## [Provided records]

━━━━━━━━━━━━━━━━━━━━

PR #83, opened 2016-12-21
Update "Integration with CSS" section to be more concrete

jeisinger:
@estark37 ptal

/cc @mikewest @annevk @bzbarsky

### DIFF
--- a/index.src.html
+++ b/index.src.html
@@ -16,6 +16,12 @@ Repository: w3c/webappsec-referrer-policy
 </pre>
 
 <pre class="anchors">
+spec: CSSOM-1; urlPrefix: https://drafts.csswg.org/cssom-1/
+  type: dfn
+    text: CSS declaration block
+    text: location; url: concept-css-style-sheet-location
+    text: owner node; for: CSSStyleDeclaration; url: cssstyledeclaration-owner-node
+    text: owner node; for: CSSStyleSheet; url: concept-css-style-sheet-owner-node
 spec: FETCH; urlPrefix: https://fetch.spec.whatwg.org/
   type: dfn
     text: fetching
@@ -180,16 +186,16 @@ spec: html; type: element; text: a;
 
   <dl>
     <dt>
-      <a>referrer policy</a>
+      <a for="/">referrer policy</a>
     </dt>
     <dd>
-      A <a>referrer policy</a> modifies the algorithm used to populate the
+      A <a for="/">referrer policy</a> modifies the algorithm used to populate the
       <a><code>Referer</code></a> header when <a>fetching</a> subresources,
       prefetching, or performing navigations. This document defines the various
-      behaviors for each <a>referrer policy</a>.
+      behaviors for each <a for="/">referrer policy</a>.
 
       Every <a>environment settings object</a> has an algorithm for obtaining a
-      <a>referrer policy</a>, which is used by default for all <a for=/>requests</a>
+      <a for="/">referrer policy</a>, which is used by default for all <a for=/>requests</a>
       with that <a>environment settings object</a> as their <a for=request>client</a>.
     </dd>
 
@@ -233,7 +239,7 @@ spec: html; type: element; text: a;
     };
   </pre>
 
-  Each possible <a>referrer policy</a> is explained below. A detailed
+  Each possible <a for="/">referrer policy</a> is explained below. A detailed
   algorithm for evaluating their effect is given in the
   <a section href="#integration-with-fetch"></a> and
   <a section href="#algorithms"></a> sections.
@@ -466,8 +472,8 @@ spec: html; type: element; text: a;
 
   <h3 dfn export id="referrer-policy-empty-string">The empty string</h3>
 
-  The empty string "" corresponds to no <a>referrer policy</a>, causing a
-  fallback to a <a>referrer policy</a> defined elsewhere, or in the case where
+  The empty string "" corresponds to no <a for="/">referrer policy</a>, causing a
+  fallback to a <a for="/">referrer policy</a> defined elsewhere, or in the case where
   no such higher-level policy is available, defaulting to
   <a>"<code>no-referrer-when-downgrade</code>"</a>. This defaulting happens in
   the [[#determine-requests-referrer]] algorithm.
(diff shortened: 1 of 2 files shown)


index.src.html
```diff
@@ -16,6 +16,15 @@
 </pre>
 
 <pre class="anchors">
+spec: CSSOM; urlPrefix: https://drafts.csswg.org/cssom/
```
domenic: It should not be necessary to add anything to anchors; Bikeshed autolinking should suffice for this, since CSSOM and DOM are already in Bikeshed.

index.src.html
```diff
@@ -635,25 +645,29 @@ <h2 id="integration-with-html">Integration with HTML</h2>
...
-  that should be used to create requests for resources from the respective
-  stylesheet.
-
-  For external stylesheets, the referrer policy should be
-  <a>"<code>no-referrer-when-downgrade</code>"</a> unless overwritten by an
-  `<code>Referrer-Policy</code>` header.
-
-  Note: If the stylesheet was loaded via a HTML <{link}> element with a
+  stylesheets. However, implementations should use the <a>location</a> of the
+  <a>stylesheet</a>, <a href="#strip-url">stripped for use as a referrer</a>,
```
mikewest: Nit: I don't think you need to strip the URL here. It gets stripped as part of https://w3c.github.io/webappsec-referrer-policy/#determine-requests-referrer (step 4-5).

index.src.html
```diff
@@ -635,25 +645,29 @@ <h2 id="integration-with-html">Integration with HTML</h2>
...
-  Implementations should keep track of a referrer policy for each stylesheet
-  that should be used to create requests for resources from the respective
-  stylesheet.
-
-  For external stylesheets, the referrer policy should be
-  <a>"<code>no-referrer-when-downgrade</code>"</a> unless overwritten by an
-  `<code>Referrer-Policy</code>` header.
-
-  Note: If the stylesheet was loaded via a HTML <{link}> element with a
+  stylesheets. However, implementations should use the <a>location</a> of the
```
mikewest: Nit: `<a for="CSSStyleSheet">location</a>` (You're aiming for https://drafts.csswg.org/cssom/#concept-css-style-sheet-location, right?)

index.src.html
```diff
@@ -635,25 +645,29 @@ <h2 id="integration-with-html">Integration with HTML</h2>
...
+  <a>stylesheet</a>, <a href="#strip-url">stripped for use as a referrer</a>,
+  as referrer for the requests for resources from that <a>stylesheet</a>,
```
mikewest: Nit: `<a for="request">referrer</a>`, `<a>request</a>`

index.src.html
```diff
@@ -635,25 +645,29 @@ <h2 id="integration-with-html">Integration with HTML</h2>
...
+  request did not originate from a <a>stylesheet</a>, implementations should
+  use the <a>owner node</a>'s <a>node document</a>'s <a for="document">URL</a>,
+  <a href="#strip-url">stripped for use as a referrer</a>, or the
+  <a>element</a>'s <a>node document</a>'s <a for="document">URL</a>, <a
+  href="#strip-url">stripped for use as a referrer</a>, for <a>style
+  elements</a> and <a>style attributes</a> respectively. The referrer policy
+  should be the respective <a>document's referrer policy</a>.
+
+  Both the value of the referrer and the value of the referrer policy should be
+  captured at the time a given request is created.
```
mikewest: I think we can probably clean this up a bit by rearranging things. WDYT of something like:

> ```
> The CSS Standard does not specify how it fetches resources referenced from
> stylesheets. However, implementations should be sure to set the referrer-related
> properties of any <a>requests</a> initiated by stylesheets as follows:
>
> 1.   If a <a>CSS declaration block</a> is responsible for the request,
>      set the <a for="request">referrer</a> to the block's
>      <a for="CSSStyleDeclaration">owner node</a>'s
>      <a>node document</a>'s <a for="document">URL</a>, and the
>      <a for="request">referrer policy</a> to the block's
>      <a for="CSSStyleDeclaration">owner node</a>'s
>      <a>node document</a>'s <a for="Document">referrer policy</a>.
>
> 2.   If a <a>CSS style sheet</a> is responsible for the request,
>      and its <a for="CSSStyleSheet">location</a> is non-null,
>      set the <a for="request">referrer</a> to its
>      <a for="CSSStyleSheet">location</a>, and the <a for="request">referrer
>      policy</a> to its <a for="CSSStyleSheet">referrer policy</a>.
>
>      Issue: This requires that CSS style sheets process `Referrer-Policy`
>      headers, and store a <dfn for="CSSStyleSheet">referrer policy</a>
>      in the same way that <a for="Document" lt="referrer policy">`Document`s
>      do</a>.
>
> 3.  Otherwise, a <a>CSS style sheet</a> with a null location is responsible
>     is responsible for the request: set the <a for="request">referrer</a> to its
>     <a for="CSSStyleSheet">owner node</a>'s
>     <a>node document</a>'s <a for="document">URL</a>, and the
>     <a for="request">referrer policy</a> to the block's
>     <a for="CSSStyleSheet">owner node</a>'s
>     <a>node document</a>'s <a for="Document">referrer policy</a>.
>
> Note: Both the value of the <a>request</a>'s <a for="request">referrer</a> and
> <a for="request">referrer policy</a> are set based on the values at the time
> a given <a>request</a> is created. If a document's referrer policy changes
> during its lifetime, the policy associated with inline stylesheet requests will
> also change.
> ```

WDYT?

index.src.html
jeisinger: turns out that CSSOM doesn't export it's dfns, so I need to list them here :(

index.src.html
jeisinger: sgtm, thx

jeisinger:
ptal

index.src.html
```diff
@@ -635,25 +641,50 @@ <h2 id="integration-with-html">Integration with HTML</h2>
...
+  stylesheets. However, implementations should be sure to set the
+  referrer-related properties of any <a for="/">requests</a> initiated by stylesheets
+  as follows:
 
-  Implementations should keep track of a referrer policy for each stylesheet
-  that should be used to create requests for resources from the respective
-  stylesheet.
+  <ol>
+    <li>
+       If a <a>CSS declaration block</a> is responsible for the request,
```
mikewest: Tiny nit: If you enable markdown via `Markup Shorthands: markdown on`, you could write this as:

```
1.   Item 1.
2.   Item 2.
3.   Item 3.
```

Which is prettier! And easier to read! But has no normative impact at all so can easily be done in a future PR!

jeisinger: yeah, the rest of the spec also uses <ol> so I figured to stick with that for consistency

━━━━━━━━━━━━━━━━━━━━

Locate all lines in the listing above with the word "possible" and copy them.

-  Each possible <a>referrer policy</a> is explained below. A detailed
+  Each possible <a for="/">referrer policy</a> is explained below. A detailed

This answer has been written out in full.